> **Given data**:
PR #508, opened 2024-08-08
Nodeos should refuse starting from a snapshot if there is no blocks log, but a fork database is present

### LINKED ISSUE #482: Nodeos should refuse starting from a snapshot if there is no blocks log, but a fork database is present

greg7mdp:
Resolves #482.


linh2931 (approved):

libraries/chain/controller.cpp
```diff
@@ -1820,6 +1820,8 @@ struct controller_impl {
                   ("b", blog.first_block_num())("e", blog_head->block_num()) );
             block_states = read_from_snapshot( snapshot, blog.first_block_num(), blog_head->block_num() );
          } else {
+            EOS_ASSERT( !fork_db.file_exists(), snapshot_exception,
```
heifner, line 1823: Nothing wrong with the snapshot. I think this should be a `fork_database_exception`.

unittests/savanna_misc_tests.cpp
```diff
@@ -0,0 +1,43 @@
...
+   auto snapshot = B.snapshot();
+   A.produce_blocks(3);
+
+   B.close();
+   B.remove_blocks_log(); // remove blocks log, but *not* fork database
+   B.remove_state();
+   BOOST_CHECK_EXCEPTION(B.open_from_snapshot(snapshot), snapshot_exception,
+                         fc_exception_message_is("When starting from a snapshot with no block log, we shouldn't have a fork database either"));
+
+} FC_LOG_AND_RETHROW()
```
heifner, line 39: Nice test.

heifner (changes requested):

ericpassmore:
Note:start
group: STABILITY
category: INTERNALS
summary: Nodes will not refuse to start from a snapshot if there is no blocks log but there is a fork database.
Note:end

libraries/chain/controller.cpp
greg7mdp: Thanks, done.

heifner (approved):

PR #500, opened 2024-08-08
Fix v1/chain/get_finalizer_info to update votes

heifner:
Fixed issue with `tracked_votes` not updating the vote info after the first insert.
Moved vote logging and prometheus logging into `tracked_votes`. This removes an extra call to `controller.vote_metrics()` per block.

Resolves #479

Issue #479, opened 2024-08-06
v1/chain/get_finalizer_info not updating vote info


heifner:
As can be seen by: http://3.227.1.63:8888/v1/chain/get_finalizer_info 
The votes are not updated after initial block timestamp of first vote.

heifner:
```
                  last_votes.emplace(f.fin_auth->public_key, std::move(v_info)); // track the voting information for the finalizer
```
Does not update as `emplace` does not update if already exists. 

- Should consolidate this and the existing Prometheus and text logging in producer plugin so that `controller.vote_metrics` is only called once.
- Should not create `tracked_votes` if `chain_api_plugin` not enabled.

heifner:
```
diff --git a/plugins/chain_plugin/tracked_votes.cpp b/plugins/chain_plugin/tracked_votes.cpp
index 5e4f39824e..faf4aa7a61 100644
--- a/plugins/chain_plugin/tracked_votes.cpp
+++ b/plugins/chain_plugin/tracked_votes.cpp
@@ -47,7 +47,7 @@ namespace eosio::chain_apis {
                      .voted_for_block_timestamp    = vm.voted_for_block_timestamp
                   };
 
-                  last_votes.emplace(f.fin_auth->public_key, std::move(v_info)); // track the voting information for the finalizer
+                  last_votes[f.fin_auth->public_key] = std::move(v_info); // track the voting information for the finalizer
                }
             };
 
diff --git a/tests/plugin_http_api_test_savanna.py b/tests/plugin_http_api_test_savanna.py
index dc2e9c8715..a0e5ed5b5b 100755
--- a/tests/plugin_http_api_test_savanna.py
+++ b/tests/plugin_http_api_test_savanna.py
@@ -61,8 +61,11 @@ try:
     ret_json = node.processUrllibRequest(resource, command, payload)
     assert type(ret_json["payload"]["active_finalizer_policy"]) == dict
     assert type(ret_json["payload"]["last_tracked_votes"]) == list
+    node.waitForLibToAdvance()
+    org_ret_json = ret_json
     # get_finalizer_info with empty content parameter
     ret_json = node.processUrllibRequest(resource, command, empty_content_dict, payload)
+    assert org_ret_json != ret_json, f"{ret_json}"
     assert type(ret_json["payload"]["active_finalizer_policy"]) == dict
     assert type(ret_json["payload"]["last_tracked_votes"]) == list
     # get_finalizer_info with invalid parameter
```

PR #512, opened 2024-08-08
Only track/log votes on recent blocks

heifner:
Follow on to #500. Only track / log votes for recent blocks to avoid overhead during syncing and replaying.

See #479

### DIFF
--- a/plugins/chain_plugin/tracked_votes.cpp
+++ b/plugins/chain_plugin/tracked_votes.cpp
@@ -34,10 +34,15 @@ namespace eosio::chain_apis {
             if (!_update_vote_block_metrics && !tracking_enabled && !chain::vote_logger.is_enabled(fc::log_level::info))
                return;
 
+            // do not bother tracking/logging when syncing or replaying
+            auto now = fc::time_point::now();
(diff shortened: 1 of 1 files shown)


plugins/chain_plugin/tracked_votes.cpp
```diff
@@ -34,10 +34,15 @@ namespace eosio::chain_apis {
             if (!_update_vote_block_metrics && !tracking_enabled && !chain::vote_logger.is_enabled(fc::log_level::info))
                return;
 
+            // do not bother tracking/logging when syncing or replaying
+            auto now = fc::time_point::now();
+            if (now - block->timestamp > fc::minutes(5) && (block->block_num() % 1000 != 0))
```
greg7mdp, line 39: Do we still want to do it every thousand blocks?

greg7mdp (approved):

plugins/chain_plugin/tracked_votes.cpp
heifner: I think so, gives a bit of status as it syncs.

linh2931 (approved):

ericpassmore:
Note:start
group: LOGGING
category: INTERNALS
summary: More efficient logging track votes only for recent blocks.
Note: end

---

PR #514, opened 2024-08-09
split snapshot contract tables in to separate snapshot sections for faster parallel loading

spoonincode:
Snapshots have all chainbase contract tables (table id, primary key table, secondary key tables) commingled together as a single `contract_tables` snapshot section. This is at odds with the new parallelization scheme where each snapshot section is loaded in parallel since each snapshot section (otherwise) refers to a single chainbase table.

---

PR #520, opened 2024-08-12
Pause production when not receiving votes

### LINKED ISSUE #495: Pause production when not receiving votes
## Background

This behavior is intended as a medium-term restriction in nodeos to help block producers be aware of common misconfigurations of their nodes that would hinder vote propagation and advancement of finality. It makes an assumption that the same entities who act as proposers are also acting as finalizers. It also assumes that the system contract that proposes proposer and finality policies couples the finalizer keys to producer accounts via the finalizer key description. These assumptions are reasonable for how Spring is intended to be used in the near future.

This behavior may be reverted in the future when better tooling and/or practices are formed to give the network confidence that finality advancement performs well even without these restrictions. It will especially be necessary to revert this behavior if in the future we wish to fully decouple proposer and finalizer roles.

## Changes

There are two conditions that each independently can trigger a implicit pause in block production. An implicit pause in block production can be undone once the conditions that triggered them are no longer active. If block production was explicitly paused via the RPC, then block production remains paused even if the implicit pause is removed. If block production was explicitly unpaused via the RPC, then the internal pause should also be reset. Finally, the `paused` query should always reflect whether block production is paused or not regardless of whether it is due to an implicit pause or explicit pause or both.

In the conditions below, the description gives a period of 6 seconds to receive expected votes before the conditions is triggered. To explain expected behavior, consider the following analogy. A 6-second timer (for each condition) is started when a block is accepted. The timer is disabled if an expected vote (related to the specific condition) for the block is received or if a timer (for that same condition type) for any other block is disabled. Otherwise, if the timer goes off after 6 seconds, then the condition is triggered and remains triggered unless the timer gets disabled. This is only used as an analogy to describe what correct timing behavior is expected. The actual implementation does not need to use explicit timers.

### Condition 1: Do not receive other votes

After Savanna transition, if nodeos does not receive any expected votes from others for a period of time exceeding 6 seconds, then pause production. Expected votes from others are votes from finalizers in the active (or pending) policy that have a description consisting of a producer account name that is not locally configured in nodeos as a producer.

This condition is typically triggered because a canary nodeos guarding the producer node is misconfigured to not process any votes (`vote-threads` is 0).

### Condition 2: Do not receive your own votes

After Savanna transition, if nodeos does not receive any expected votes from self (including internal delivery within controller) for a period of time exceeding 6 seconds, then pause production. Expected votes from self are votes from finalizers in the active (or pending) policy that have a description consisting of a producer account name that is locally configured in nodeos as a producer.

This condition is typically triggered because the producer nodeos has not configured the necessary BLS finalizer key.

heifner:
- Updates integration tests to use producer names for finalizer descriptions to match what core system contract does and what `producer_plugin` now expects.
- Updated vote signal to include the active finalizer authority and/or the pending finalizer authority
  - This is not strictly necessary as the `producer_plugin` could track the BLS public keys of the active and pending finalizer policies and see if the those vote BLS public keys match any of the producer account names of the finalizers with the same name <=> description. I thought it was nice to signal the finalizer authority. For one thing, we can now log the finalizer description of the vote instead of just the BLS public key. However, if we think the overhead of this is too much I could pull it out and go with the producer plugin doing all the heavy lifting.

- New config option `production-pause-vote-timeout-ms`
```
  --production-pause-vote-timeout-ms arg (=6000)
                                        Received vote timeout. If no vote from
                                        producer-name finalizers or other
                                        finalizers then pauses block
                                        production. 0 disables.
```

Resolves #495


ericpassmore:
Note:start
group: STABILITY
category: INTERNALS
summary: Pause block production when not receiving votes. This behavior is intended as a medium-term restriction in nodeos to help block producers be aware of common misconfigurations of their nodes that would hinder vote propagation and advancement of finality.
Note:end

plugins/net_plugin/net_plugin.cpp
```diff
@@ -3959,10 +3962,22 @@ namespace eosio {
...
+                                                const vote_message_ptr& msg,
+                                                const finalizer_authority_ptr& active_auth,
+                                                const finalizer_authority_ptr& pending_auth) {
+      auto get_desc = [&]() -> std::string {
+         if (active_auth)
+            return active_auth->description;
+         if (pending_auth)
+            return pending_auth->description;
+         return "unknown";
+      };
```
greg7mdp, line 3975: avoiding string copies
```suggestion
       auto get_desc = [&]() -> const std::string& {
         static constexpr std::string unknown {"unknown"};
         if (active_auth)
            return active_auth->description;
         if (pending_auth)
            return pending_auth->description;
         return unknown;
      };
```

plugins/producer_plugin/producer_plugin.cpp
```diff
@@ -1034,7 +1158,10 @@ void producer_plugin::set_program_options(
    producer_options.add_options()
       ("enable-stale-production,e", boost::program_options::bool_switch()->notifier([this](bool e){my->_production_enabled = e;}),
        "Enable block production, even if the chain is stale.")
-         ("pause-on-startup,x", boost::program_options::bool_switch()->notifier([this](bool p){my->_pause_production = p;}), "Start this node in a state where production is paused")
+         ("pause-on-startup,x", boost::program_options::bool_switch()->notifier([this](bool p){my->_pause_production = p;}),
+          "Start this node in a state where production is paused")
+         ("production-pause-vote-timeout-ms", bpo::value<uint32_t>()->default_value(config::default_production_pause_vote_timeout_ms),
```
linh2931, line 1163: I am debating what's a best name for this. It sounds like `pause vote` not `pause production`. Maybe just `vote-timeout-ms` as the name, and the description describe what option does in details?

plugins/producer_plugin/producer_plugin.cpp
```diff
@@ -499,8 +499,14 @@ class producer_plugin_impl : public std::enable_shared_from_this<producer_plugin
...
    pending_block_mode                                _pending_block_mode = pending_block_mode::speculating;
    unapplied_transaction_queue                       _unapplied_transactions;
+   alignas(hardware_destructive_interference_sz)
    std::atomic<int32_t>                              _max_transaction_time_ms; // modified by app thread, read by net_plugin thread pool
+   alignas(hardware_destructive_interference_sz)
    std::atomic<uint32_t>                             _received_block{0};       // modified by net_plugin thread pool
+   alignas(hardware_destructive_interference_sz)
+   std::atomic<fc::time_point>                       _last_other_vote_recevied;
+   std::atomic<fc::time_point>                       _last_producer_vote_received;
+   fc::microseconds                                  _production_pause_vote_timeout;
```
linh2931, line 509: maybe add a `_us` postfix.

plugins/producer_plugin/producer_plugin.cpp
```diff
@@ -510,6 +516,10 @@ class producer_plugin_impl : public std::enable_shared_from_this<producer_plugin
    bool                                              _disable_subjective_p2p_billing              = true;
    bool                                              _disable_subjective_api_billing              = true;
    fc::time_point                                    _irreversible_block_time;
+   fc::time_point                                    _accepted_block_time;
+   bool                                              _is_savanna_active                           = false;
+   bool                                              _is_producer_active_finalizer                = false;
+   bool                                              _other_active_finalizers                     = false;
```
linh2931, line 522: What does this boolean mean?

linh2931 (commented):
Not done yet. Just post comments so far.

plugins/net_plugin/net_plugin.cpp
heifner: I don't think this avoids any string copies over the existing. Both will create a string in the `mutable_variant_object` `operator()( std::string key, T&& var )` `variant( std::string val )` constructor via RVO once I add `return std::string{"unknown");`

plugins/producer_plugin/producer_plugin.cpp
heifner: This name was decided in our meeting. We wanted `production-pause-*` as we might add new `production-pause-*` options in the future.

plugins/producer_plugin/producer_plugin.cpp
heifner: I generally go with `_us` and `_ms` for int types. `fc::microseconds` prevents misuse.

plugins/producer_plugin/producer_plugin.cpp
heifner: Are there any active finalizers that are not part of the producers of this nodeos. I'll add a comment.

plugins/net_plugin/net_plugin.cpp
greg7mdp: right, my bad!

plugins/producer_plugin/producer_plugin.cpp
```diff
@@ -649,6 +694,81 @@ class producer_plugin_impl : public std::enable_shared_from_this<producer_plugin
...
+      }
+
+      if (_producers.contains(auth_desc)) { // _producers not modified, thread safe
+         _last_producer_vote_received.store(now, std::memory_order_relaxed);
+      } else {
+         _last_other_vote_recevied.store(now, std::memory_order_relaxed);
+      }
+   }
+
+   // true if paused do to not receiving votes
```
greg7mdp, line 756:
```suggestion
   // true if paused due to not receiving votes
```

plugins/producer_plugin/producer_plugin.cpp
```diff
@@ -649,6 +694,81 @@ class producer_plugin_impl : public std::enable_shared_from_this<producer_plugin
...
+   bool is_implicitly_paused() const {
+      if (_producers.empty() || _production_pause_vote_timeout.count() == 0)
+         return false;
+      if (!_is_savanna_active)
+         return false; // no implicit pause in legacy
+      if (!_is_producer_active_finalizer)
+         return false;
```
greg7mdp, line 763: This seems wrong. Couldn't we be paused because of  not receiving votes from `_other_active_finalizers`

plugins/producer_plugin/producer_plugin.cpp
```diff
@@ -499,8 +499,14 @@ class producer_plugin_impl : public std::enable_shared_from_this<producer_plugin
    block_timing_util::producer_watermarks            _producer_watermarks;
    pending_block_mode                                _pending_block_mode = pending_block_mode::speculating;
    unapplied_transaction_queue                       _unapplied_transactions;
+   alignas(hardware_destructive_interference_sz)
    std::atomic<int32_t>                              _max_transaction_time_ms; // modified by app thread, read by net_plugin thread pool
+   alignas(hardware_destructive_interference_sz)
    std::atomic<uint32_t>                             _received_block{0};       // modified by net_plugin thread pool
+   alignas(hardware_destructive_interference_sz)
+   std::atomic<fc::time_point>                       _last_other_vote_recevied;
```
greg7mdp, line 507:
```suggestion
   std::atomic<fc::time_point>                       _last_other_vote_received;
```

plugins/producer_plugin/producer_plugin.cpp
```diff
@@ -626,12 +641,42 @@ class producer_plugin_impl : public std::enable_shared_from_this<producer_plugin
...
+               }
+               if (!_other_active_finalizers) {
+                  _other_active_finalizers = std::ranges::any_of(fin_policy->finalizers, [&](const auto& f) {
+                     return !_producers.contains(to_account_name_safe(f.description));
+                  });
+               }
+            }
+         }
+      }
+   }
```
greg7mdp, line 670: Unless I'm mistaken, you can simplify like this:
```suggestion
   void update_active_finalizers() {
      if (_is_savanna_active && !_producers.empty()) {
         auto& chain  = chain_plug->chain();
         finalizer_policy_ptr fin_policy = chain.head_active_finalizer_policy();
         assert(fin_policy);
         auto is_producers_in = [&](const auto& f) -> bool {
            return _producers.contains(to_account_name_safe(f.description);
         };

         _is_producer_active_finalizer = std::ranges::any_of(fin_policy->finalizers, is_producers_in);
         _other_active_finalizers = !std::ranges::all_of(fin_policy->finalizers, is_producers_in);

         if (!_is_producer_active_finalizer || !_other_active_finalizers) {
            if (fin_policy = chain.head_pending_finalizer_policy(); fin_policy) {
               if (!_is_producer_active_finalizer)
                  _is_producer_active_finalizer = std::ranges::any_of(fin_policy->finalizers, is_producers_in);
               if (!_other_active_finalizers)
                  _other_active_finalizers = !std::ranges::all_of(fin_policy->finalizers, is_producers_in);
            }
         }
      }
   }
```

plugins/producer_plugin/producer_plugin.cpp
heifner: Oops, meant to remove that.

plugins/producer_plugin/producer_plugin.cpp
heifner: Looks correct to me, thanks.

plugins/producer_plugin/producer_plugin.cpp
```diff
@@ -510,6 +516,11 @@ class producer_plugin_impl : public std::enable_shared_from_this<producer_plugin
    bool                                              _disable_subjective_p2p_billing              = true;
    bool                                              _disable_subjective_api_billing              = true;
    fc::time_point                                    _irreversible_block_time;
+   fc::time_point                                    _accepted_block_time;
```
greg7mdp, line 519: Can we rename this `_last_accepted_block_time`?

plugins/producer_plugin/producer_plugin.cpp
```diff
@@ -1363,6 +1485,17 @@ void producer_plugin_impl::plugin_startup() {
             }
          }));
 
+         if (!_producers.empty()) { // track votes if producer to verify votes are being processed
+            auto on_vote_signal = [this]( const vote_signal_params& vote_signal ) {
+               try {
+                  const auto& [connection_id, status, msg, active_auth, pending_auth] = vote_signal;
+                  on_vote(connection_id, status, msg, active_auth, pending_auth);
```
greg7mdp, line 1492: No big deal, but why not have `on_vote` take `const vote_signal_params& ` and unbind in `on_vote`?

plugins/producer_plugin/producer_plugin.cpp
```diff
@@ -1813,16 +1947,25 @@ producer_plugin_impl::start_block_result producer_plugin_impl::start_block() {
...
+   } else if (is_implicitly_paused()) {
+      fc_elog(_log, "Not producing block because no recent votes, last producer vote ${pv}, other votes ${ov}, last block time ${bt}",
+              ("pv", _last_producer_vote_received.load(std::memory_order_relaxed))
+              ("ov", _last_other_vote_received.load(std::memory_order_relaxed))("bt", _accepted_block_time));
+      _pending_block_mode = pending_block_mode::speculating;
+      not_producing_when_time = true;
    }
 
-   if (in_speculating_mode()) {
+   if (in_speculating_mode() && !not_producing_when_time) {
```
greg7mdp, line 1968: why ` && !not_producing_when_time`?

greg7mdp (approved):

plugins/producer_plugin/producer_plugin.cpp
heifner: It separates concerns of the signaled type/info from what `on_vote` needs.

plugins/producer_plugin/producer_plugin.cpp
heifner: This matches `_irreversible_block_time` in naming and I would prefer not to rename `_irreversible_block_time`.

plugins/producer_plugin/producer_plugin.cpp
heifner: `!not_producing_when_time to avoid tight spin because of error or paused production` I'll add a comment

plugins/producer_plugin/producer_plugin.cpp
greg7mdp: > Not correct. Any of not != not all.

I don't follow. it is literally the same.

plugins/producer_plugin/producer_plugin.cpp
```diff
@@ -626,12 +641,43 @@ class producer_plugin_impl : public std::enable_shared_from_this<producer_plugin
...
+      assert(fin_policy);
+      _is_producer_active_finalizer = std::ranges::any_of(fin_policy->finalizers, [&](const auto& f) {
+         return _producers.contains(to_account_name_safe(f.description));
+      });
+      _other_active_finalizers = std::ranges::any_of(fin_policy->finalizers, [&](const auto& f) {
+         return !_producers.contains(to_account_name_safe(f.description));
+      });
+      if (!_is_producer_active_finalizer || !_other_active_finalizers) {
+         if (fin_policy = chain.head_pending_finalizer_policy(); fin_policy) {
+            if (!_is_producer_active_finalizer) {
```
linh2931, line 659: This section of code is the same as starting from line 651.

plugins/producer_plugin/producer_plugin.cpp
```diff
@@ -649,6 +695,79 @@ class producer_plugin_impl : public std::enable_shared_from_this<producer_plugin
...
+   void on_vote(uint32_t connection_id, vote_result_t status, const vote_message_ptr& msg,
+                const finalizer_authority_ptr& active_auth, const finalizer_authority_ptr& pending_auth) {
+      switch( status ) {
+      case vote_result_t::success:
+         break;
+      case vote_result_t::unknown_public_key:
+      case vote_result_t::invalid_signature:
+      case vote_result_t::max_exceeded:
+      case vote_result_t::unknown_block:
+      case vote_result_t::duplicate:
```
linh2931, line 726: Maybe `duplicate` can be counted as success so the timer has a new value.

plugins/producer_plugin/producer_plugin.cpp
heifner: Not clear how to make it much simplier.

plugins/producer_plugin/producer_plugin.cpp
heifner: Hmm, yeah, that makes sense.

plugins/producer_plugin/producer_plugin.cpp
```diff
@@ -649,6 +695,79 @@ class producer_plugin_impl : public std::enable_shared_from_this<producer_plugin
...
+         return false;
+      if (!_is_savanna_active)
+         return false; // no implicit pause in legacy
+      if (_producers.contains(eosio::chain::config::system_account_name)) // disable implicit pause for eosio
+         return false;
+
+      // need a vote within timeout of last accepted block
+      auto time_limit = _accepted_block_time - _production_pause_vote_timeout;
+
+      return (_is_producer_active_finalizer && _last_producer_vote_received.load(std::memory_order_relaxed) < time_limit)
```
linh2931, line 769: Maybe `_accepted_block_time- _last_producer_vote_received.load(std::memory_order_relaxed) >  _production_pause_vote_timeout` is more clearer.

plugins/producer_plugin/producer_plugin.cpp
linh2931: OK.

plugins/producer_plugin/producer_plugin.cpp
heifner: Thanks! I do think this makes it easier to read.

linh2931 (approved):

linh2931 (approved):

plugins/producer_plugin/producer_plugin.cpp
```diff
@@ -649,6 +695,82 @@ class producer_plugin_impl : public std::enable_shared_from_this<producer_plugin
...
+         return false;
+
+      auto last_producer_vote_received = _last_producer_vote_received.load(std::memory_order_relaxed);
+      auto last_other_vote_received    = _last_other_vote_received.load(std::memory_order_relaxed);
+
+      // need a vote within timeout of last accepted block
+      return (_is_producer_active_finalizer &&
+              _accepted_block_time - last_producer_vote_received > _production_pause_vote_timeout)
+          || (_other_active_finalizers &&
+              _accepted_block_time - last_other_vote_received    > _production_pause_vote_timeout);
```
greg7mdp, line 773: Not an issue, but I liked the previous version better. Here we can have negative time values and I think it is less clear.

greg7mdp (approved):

> **Exercise brief**:
Copy all lines of the listing above that contain the string "transition".

> **Answer area**:
After Savanna transition, if nodeos does not receive any expected votes from others for a period of time exceeding 6 seconds, then pause production. Expected votes from others are votes from finalizers in the active (or pending) policy that have a description consisting of a producer account name that is not locally configured in nodeos as a producer.
After Savanna transition, if nodeos does not receive any expected votes from self (including internal delivery within controller) for a period of time exceeding 6 seconds, then pause production. Expected votes from self are votes from finalizers in the active (or pending) policy that have a description consisting of a producer account name that is locally configured in nodeos as a producer.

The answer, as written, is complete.